# TASK BRIEF
Please count the lines in these records that contain "Prometheus" and give only that count.
Segment Start: EXCERPTED DATA
PR #5755, opened 2026-04-30
Feat: Prometheus StatefulSet with Persistent Storage

juzailmlwork:
Summary
Converts Prometheus from a Deployment (with emptyDir) to a StatefulSet backed by a 2Gi PersistentVolumeClaim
Segment End: EXCERPTED DATA
# WRITTEN SOLUTION
2